# Okuma Powerliner



## Greenhorn92 (15. April 2011)

Es wird ja gesagt das die Powerliner im Preis/Leistungsverhältniss ganz gut sein soll.
Ich werde mir diese Rollen auch kaufen. 
Nur meine Frage ist :

Ich will eher am Ufer (See) auf Karpfen angeln.
Ist es daher irrelevant ob die Rolle fürs Long range fischen gedacht ist ?

Und ist es auch egal ob ich eine Rute nehme die für weitwürfe ist und eine Rolle für den Uferbereich gedacht ist ?
Oder "müssen" die zusammen passen bzw sich ergänzen ?


Mfg


----------



## thiax (16. April 2011)

*AW: Okuma Powerliner*

kaufen, glücklich sein. bessere rolle für mittlerweile 45euro bekommst du nicht.
mach dir keine gedanken.
an ne kleine spinnrute gehört solch große rolle natürlich nicht. doch wenn du ohnehin karpfenrute hast, bau ran das ding


----------



## 94Ruben (16. April 2011)

*AW: Okuma Powerliner*

Seh ich auch so ! Du brauchst keine Karpfenstalkerrute um nah am Ufer zu fischen, wäre natürlich besser aber trotzdem nicht von Not.


----------



## Greenhorn92 (16. April 2011)

*AW: Okuma Powerliner*

Ok danke schön :q

werde sie mir bestellen


----------



## Greenhorn92 (16. April 2011)

*AW: Okuma Powerliner*

Ich würde mir nämlich auch 1x Fox Warrior ES in 3 und 2,75 lbs kaufen


----------



## feld81 (16. April 2011)

*AW: Okuma Powerliner*

noch ne anständige schnur auf die rollen und dann passt doch alles...

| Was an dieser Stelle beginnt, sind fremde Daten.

PR #552, opened 2022-02-08
fix(Status/TagSelector) Results popup component position

### LINKED ISSUE #531: Add support for autocompletion in `StatusTagSelector`, move suggestions popup inside component
As discussed in #526, we need to add support for autocompletion, so that users get suggestions of things to be tagged. It's already implemented outside of `StatusTagSelector` in the demo app and in Status Desktop. This issue is about adding the ability to render the suggestions popup inside the `StatusTagSelector`.
Feel free to put an API proposal here.

alexandraB99:
Fixed alignment when results are being filtered.
If the x position that the popup should be aligned
goes off the screen, the popup appears back on
position 0.

Closes #531

https://user-images.githubusercontent.com/31625338/153080246-34a60ee0-bf9e-4234-8c53-d0bd00efc9ea.mov

### DIFF
--- a/sandbox/demoapp/CreateChatView.qml
+++ b/sandbox/demoapp/CreateChatView.qml
@@ -71,22 +71,27 @@ Page {
             StatusBaseText {
                 id: contactsLabel
                 font.pixelSize: 15
+                anchors.left: parent.left
+                anchors.leftMargin: 8
                 color: Theme.palette.baseColor1
-                text: "Contacts"
+                text: qsTr("Contacts")
             }
             Control {
                 width: 360
                 anchors {
                     top: contactsLabel.bottom
                     topMargin: 8//Style.current.padding
-                    bottom: parent.bottom
+                    bottom: !statusPopupMenuBackgroundContent.visible ?  parent.bottom : undefined
                     bottomMargin: 20//Style.current.bigPadding
                 }
+                height: 16 + (!statusPopupMenuBackgroundContent.visible ? parent.height :
+                        (((userListView.count * 64) > parent.height) ? parent.height : (userListView.count * 64)))
+                x: (statusPopupMenuBackgroundContent.visible && (tagSelector.namesModel.count > 0) &&
+                   ((tagSelector.textEdit.x + 24 + statusPopupMenuBackgroundContent.width) < parent.width))
+                   ? (tagSelector.textEdit.x + 24) : 0
                 background: Rectangle {
                     id: statusPopupMenuBackgroundContent
-                    anchors.left: parent.left
-                    anchors.right: parent.right
-                    height: (userListView.height + 8)
+                    anchors.fill: parent
                     visible: (tagSelector.sortedList.count > 0)
                     color: Theme.palette.statusPopupMenu.backgroundColor
                     radius: 8
@@ -107,9 +112,9 @@ Page {
                 }
                 contentItem: ListView {
                     id: userListView
-                    anchors.left: parent.left
-                    anchors.right: parent.right
-                    height: (count * 64) > parent.height ? parent.height : (count * 64)
+                    anchors.fill: parent
+                    anchors.topMargin: 8
+                    anchors.bottomMargin: 8
                     clip: true
                     model: contactsModel
                     ScrollBar.vertical: ScrollBar {
@@ -125,7 +130,6 @@ Page {
                         Rectangle {
                             id: rectangle
                             anchors.fill: parent
-                            anchors.topMargin: 8
                             anchors.rightMargin: 8
                             anchors.leftMargin: 8
                             radius: 8


PascalPrecht:
That's a nice fine-tuning in the demo app! However, it doesn't actually address what I was referring to (sorry for the confusion!). See this comment: https://github.com/status-im/StatusQ/issues/531#issuecomment-1033425597

I'd still love to merge this. Can you update the commit message as this is not actually a fix in `StatusTagSelector` ?

alexandraB99:
> That's a nice fine-tuning in the demo app! However, it doesn't actually address what I was referring to (sorry for the confusion!). See this comment: [#531 (comment)](https://github.com/status-im/StatusQ/issues/531#issuecomment-1033425597)
> 
> I'd still love to merge this. Can you update the commit message as this is not actually a fix in `StatusTagSelector` ?

@PascalPrecht alright! This fix is also included now and I updated the commit message as well. now it looks like:
results

PascalPrecht:
Thanks @alexandraB99 !
Looking at the changes, I was surprised to see that the changes are still all in demo app view.
I thought `StatusTagSelector` already comes with support for the auto completion (as in, it will take care of rendering the popup accordingly). That's also why I was a bit confused here: https://github.com/status-im/StatusQ/issues/531#issuecomment-1030053140

Just for me to understand: if people want to use `StatusTagSelector` and enable auto completion (getting that popup with the suggestions), do they have to rebuild that popup every time from scratch? If that's the case we probably still want to keep #531 open until `StatusTagSelector` comes with such support built-in.

What do you think?

PascalPrecht:
> I thought about this when starting with this component but since once again, not much is specified when it comes to usage

The design shows clearly that there's a popup rendered when one types into the tag selector input. So from that we can derive that the tag selector will need a way to render a popup with suggestions (whatever those are). This was the reason why #531 was created in addition to #526 in the first place (First build a StatusTagSelector that renders tags, **then** add support for autocompletion/suggestions). This should be a feature of that existing StatusTagSelector component.

What other specifications are needed for this to be true? There's very little point in closing #531 if the component doesn't actually implement that.

> Secondly it's not clear to me whether the tag selector would be used elsewhere with different specifications, e.g. different popup (or not a popup at all)

I think it's unlikely for it to have a different popup, because we use the same throughout the entire system. If that will be the case, we'll have to touch many more components. For the "not a popup at all" case – that's just the default that was implemented in #526 already.

> That said, ideally filtering should be done in the backend, not in the component itself.

I agree. That's also why I've mentioned point 3) here https://github.com/status-im/StatusQ/issues/531#issuecomment-1029280143

> ~~Loading state, shows StatusLoadingIndicator until results arrive~~ Discussed with @John-44 that this isn't needed. We just filter the static list.

^ As you can see, we kinda concluded however, that it's fine to filter on client-side for now. Running a filter on a few hundred elements isn't actually that slow, plus accounts will most likely rarely have hundreds of contacts (more like 40). And lastly, I think we already keep a full list of contacts in the front-end via some model already, so there's no need to then request it again asynchronously.

That being said, I do agree that it should support asynchronous suggestions. Ideally it will support both, but I'm happy to take it step by step and only do the static list for now and create a separate issue for async loading if this is still desired.

So I think the only thing missing really is to have the popup moved **inside** StatusTagSelector and provide an API to hydrate it with data that it can run the filter on.

alexandraB99:
> > I thought about this when starting with this component but since once again, not much is specified when it comes to usage
> 
> The design shows clearly that there's a popup rendered when one types into the tag selector input. So from that we can derive that the tag selector will need a way to render a popup with suggestions (whatever those are). This was the reason why #531 was created in addition to #526 in the first place (First build a StatusTagSelector that renders tags, **then** add support for autocompletion/suggestions). This should be a feature of that existing StatusTagSelector component.
> 
> What other specifications are needed for this to be true? There's very little point in closing #531 if the component doesn't actually implement that.
> 
> > Secondly it's not clear to me whether the tag selector would be used elsewhere with different specifications, e.g. different popup (or not a popup at all)
> 
> I think it's unlikely for it to have a different popup, because we use the same throughout the entire system. If that will be the case, we'll have to touch many more components. For the "not a popup at all" case – that's just the default that was implemented in #526 already.
> 
> > That said, ideally filtering should be done in the backend, not in the component itself.
> 
> I agree. That's also why I've mentioned point 3) here [#531 (comment)](https://github.com/status-im/StatusQ/issues/531#issuecomment-1029280143)
> 
> > ~Loading state, shows StatusLoadingIndicator until results arrive~ Discussed with @John-44 that this isn't needed. We just filter the static list.
> 
> ^ As you can see, we kinda concluded however, that it's fine to filter on client-side for now. Running a filter on a few hundred elements isn't actually that slow, plus accounts will most likely rarely have hundreds of contacts (more like 40). And lastly, I think we already keep a full list of contacts in the front-end via some model already, so there's no need to then request it again asynchronously.
> 
> That being said, I do agree that it should support asynchronous suggestions. Ideally it will support both, but I'm happy to take it step by step and only do the static list for now and create a separate issue for async loading if this is still desired.
> 
> So I think the only thing missing really is to have the popup moved **inside** StatusTagSelector and provide an API to hydrate it with data that it can run the filter on (so it'll actually close #531).
> 
> It doesn't have to be part of this PR then if you don't feel like doing it now. Just need to make sure we don't close #531 accidentally.

ok, as you like :) I'd probably take care of it as part of https://github.com/status-im/status-desktop/issues/4781. Not sure whether you still want to merge this or keep it open until popup is moved in.

PascalPrecht:
Definitely want to merge this as mentioned above. Just wanted to clarify why this isn't closing #531, so we'll have to keep that one open.

PascalPrecht:
This has landed as: https://github.com/status-im/StatusQ/commit/cdf51fefbdec10c84c3987677b806634652c86d4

PS: fische auch mit 2 pl865


----------



## tyirian (26. April 2011)

*AW: Okuma Powerliner*

Kennt zufällig jemand einen Online Shop der die Okuma Powerliner PL 860 gerade im Angebot hat?

Das beste Angebot, welches ich finde ist 59,95 EUR. Wobei hier ja von 45€ gesprochen wird.


----------



## daci7 (26. April 2011)

*AW: Okuma Powerliner*

Direkt der zweite Laden, wenn man sich die Mühe machen würde Google kurz zu bnutzen 
http://www.google.de/#hl=de&q=okuma...1280&bih=580&bav=on.2,or.&fp=ca210356224a02ef


----------



## tyirian (26. April 2011)

*AW: Okuma Powerliner*

Danke, ich suche allerdings die PL 860er nicht wie in deinem Link angegeben die 865er! |supergri


----------



## thiax (26. April 2011)

*AW: Okuma Powerliner*



tyirian schrieb:


> Kennt zufällig jemand einen Online Shop der die Okuma Powerliner PL 860 gerade im Angebot hat?
> 
> Das beste Angebot, welches ich finde ist 59,95 EUR. Wobei hier ja von 45€ gesprochen wird.



das bezieht sich auf 865

http://www.mur-tackle-shop.de/de/Okuma-Powerliner-Baitfeeder_2064.html


----------



## Professor Tinca (26. April 2011)

*AW: Okuma Powerliner*



tyirian schrieb:


> Danke, ich suche allerdings die PL 860er nicht wie in deinem Link angegeben die 865er! |supergri



Na dann:
http://www.anglerboard.de/board/showpost.php?p=3281178&postcount=6 


Der ganze Trööt zu finden hier: http://www.anglerboard.de/board/showthread.php?t=213079


----------



## tyirian (26. April 2011)

*AW: Okuma Powerliner*

Ok, dann wird doch die 865er gekauft.
Unterfüttern ist toll.... |supergri

Danke!


----------



## Professor Tinca (26. April 2011)

*AW: Okuma Powerliner*

Wieso denn das.

Die meisten Schnüre gibts doch als 1000 m Spule für wenige Flocken.#6


----------



## thiax (26. April 2011)

*AW: Okuma Powerliner*



Professor Tinca schrieb:


> Wieso denn das.
> 
> Die meisten Schnüre gibts doch als 1000 m Spule für wenige Flocken.#6



unterfüttern ist mehr als üblich


----------



## Professor Tinca (26. April 2011)

*AW: Okuma Powerliner*



thiax schrieb:


> unterfüttern ist mehr als üblich



|bigeyes

Nicht bei Karpfenrollen, aber mach was du willst.|supergri


----------



## daci7 (27. April 2011)

*AW: Okuma Powerliner*



thiax schrieb:


> unterfüttern ist mehr als üblich



Willste deine 30er Karpfenschnur noch mit ner 60er Welsschnur unterfüttern oder wie? :m

- Falls allerdings geflochtene Schnüre zum Einsatz kommen sollen kann ich das durchaus (und gerade bei der Powerliner) verstehen! Allerdings weiß ich nicht, wie sich die Rolle mit Geflochtenen verträgt...


----------



## Sensitivfischer (27. April 2011)

*AW: Okuma Powerliner*



daci7 schrieb:


> ... Allerdings weiß ich nicht, wie sich die Rolle mit Geflochtenen verträgt...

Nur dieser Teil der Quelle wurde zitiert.